─── Records for the exercise

PR #50, opened 2023-02-18
Add versioning to agent<->plugin protocol

sharnoff:
Mirrors the versioning for the agent<->informant protocol. Versioning here is required in some form to fix the "allow nil metrics" issue from #27.

Current plan is to release+deploy a new version _just_ with this change (requires autoscaler-agent first, then scheduler), then add the option for nil metrics in a follow-up PR + release.

### DIFF
--- a/pkg/agent/runner.go
+++ b/pkg/agent/runner.go
@@ -64,6 +64,13 @@ import (
 	"github.com/neondatabase/autoscaling/pkg/util"
 )
 
+// PluginProtocolVersion is the current version of the agent<->scheduler plugin in use by this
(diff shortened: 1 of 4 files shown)


sharnoff:
Realized that #53 is required to have a stable state between versions, which is generally something I want to maintain (i.e. for any two sequential versions X and Y, we _should_ have either plugin Y compatible with agent X and Y, or plugin X and Y compatible with agent Y — a side-effect of this is zero-ish downtime upgrades).

Anyways, #53 also means that a4d9d29 is not quite correct. I'll update this after it merges.

PR #51, opened 2023-02-19
Allow nil metrics in agent->plugin messages

sharnoff:
Builds on #50, fixes some annoyances around restart.

Will merge after #50 and its repo version bump.


sharnoff:
Resolved all comments; I believe we discussed them previously.

I've tested it, seems to be ok.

──────

▸ What you are asked to do
Give again only the lines starting at the one that contains "Anyways, #53 also" and running to the end of the data.

▸ Exercise answer
Anyways, #53 also means that a4d9d29 is not quite correct. I'll update this after it merges.

PR #51, opened 2023-02-19
Allow nil metrics in agent->plugin messages

sharnoff:
Builds on #50, fixes some annoyances around restart.

Will merge after #50 and its repo version bump.


sharnoff:
Resolved all comments; I believe we discussed them previously.

I've tested it, seems to be ok.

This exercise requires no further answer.